Page 61 of The Jasad Crown (The Scorched Throne #2)
CHAPTER THIRTY-EIGHT
MAREK
H undreds of recruits poured into the compound, a hush of exhaustion silencing any conversation other than which rooms would get first turn at the baths.
Buoyant with dreams of collapsing for a long night of uninterrupted sleep, Marek released a groan fit to rattle every window in the Ravening compound when he opened the door to find someone sitting on the edge of his bed, his hand freezing halfway inside Marek’s stash of sugar-coated pistachio squares.
Outraged, Marek momentarily forgot he was addressing a guardsman of the Heir. “It took me two weeks to save enough for those! How many did you take?”
Jeru paused, then proceeded to lower the bag to the ground and shift it under Marek’s bed. “Not many.” A guilty beat. “I’ll replace them.”

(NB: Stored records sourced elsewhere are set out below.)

PR #4982, opened 2019-07-11
Only call Renderer.pick() on draggable targets in Stage.onStartDrag

### LINKED ISSUE #5781: Clicking and dragging on the stage could be expensive when the pen is used
### Expected Behavior

Clicking and dragging should not cause any particularly expensive function calls.

### Actual Behavior

Every time you click and drag on the stage, it ends up calling `RenderWebGL.pick`, which can in some cases be expensive.

When `RenderWebGL.pick` is called and the pen layer has been updated, the renderer must read all pixels from the pen layer so that it can test whether they are being touched.

In projects with both click-and-drag and pen usage, for instance projects which let you draw with the pen by clicking and dragging (updating the pen layer each frame when you drag), this could negatively impact performance.

In my rough testing, I discovered that reading pen layer pixels takes 1ms on my PC, out of the 33ms per frame we have, but this was on relatively high-end hardware and it will likely take longer on something like a Chromebook.

### Steps to Reproduce

A quick demo of the type of project this affects is as such:
1. Add the pen extension
2. Create the following script:
image
    - This will allow you to draw pen lines on the stage.
3. Using the profiler in your browser's dev tools, monitor performance of the project when drawing pen lines by dragging
4. Look for the amount of time used by calls to `updateSilhouette` in `onStartDrag`:
image

All

adroitwhiz:
Resolves https://github.com/LLK/scratch-gui/issues/5776
Resolves #5781

### Proposed Changes

This PR changes the `Stage` component's `onStartDrag` handler to only `Renderer.pick` drawables that are currently draggable, instead of `pick`ing all drawables then checking if each is draggable as it currently does.

### Reason for Changes

Currently, `Renderer.pick()` is called every time you click and drag the mouse on the stage. Projects which make use of a "dragging" action do this a lot.

`Renderer.pick()` can be expensive, especially if they trigger a silhouette update on a pen skin (which calls `gl.readPixels` and massively impacts performance), and `onStartDrag` seems to be called every frame the mouse is down. By only `pick`ing draggable targets, performance can be improved, especially for mouse-controlled projects which make use of the pen.

The last time I benchmarked this, it saved 5ms out of the 33ms frame budget, but since https://github.com/LLK/scratch-render/pull/475 went in, this may have changed. I'll try to get some better numbers now.

Note: this may *appear* to cause a performance regression on Edge (large amounts of lag appear when the mouse is being dragged), but that seems to happen in dev-server builds (and only dev-server builds) with and without this patch.

### Browser Coverage

Mac
 * [ ] Chrome 
 * [ ] Firefox 
 * [ ] Safari
 
Windows
 * [ ] Chrome 
 * [ ] Firefox 
 * [x] Edge

Linux
* [x] Chrome
* [x] Firefox
 
Chromebook
 * [ ] Chrome
 
iPad
* [ ] Safari

Android Tablet
* [ ] Chrome

### DIFF
--- a/src/containers/stage.jsx
+++ b/src/containers/stage.jsx
@@ -342,15 +342,23 @@ class Stage extends React.Component {
     }
     onStartDrag (x, y) {
         if (this.state.dragId) return;
-        const drawableId = this.renderer.pick(x, y);
+
+        // Because pick queries are expensive, only perform them for drawables that are currently draggable.
+        let draggableTargets = this.props.vm.runtime.targets;
+        if (!this.props.useEditorDragStyle) {
+            draggableTargets = draggableTargets.filter(
+                target => Number.isFinite(target.drawableID) && target.draggable
+            );
+        }
+        if (draggableTargets.length === 0) return;
+
+        const draggableIDs = draggableTargets.map(target => target.drawableID);
+        const drawableId = this.renderer.pick(x, y, 1, 1, draggableIDs);
         if (drawableId === null) return;
         const targetId = this.props.vm.getTargetIdForDrawableId(drawableId);
         if (targetId === null) return;
 
         const target = this.props.vm.runtime.getTargetById(targetId);
-
-        // Do not start drag unless in editor drag mode or target is draggable
-        if (!(this.props.useEditorDragStyle || target.draggable)) return;
 
         // Dragging always brings the target to the front
         target.goToFront();
--- a/src/containers/stage.jsx
+++ b/src/containers/stage.jsx
@@ -343,11 +343,16 @@ class Stage extends React.Component {
     onStartDrag (x, y) {
         if (this.state.dragId) return;
 
-        // Because pick queries are expensive, only perform them for drawables that are currently draggable.
-        let draggableTargets = this.props.vm.runtime.targets;
+        // Targets with no attached drawable cannot be dragged.
+        let draggableTargets = this.props.vm.runtime.targets.filter(
+            target => Number.isFinite(target.drawableID)
+        );
+
+        // Because pick queries can be expensive, only perform them for drawables that are currently draggable.
+        // If we're in the editor, we can drag all targets. Otherwise, filter.
         if (!this.props.useEditorDragStyle) {
             draggableTargets = draggableTargets.filter(
-                target => Number.isFinite(target.drawableID) && target.draggable
+                target => target.draggable
             );
         }
         if (draggableTargets.length === 0) return;


paulkaplan:
@adroitwhiz can you give a project ID of a project where the difference here would be especially noticeable? I'm having trouble creating a repro.

adroitwhiz:
> @adroitwhiz can you give a project ID of a project where the difference here would be especially noticeable? I'm having trouble creating a repro.

In [11489772](https://scratch.mit.edu/projects/11489772/), which uses the pen to draw a "blade swipe" effect when the mouse is held down, `updateSilhouette` calls triggered by `pick` take up ~5ms of the 33ms frame budget:

Firefox | Chrome
-|-
image|image

benjiwheeler:
@paulkaplan @adroitwhiz does this one need attention?

benjiwheeler:
@adroitwhiz, @chrisgarrity and I were checking this out. (I also rebased it on develop.) 

We found it difficult to detect a performance difference to the naked eye using that Pen Benchmark project, but we did see that essentially all the silhouette update time vanished when we used this code.

What are your current thoughts on this? We want to see it go in if it's still relevant -- and, we weren't sure if you think it still is.

adroitwhiz:
The performance difference isn't apparent on my test project, but in real projects where more of the "frame budget" is spent, and especially on lower-end hardware, this will likely have a tangible effect. If you have a Chromebook at your disposal, maybe see how long the silhouette updates take there?

cwillisf:
Hmm... will this let you pick up a draggable sprite that's hidden on the bottom of a stack of non-draggable sprites? That might not be what we want...

benjiwheeler:
This PR is in a bit of limbo -- it's proven difficult to see the difference it makes in practice. However, if @cwillisf's question can be addressed, it seems like this would probably be an improvement overall. It's unclear what the assignment and milestone should be.

fsih:
@benjiwheeler I tested and it doesn't seem to allow that, it's working as it should

benjiwheeler:
After discussing with @ray and @chrisgarrity, I'm deciding to merge this. I know it isn’t a strictly better improvement, but it seems likely to be a tiny performance improvement, and we need those! I think we checked off the major concerns.

benjiwheeler:
In the bug hunt testing, we realized that this does indeed let you pick up a draggable sprite that's hidden on the bottom of a stack of non-draggable sprites; contrast the "Purple cats are a drag" in these studios: 

* https://scratch.mit.edu/studios/28480703/
* https://scratch.ly/studios/10003668/

Reverting.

“Right.” And afterward Marek would grow wings and fly.
Collapsing onto the rickety chair by the door, Marek kicked his boots out in a sprawl. “Are you not concerned your Commander might notice your repeated visits to the Ravening compound?”

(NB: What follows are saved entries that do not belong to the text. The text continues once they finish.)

PR #101, opened 2019-11-18
DEX-370 add checks for getOldestSnapshotOffset to OrderBookSnapshotsTestSuite

ngadiyak:


dex-it/src/test/scala/com/wavesplatform/it/sync/OrderBookSnapshotsTestSuite.scala
```diff
@@ -73,7 +77,12 @@ class OrderBookSnapshotsTestSuite extends MatcherSuiteBase {
   }
 
   "All events are processed after restart" in {
+    val oldestOffset = node.getOldestSnapshotOffset
+
     docker.killAndStartContainer(dockerNodes().head)
+
+    node.getOldestSnapshotOffset should be (oldestOffset)
```
vsuharnikov: Actually we need other tests :)
1. Make snapshots
2. Check all order books have the same offset
3. Restart DEX
4. Verify all order books have the same offset as in 2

Jeru pushed a couple of rebellious curls from his brow. Troubled grooves had formed in the young guardsman’s forehead. “The Heir has too much demand on his time to notice my movements.”
Marek snorted, unfastening the clasp of his gunk-stained coat. “Your liege would notice a mosquito in a storm. Unless he lost his touch?”

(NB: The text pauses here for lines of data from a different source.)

PR #112, opened 2019-11-26
DEX version in swagger

ngadiyak:
before changes: we showed the node's version in swagger page
after changes: we show the dex's version


vsuharnikov:
Actually this issue fixed in DEX-355 :)

PR #118, opened 2019-11-28
DEX-496 diffx in tests

DenisSerebryansky:
Diffx:

 * DiffMatcherWithImplicits introduced (with implicits for ByteStrs comparison)
 * It and unit tests now extends DiffMatcherWithImplicits (matchTo using available)

Refactoring:

 * allSnapshotOffsets returns AssetPair instead of String as key in result map
 * Implicit reads/writes/format united in json package object (some moved from DexApi)
 * future.com.wavesplatform package removed
 * ConfigOps and ConfigSettingsValidator moved to dex's settings/utils
 * Only dex's ConfigSettingsValidator now is used
 * ConfigExtraOps removed (using ConfigOps instead)


dex-it-tools/src/main/scala/com/wavesplatform/dex/it/json/package.scala
```diff
@@ -2,14 +2,16 @@ package com.wavesplatform.dex.it
...
+import com.wavesplatform.transaction.assets.exchange.{AssetPair, Order}
 import com.wavesplatform.transaction.{Asset, Transaction, TransactionFactory}
 import play.api.libs.json._
 
 import scala.util.{Failure, Success}
 
 package object json {
-  implicit val byteStr: Format[ByteStr] = Format(
+
+  implicit val byteStrFormat: Format[ByteStr] = Format(
```
vsuharnikov: There can't be `byteStr` which is not `Format` or `Reads` or `Writes` here, so an original name has less factor of duplication:

> byteStr**Format**: **Format**[ByteStr] = **Format**(

vs

> byteStr: **Format**[ByteStr] = **Format**(

IMO an additional word **format** doesn't add value here. Same idea for renamings like `r` (which means "result") to `aLooongNameLikeAFunctionNameButWeKnowWhatFunctionReturns` ( :-) ). Mostly it's just a matter of taste.

But you don't need to change names again.

PR #121, opened 2019-11-29
DEX-520 ErrorInterpolator type classes refactoring

DenisSerebryansky:
* ContextShow switched to cats.Show
* ContextWrites switched to play Writes


vsuharnikov:
Did you check a newly generated documentation? Are there changes?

Jeru’s face hardened. “What did you find at the Shinawy household?”
Dania’s dusty bones, what was it about that tombs-damned Heir? The guards, Sefa, even Sylvia had fallen victim to his thrall. Marek didn’t understand it. When Arin of Nizahl looked at him, Marek’s insides tried to evacuate through his shoes.
“Have you found Sefa?” Marek answered Jeru’s question with one of his own.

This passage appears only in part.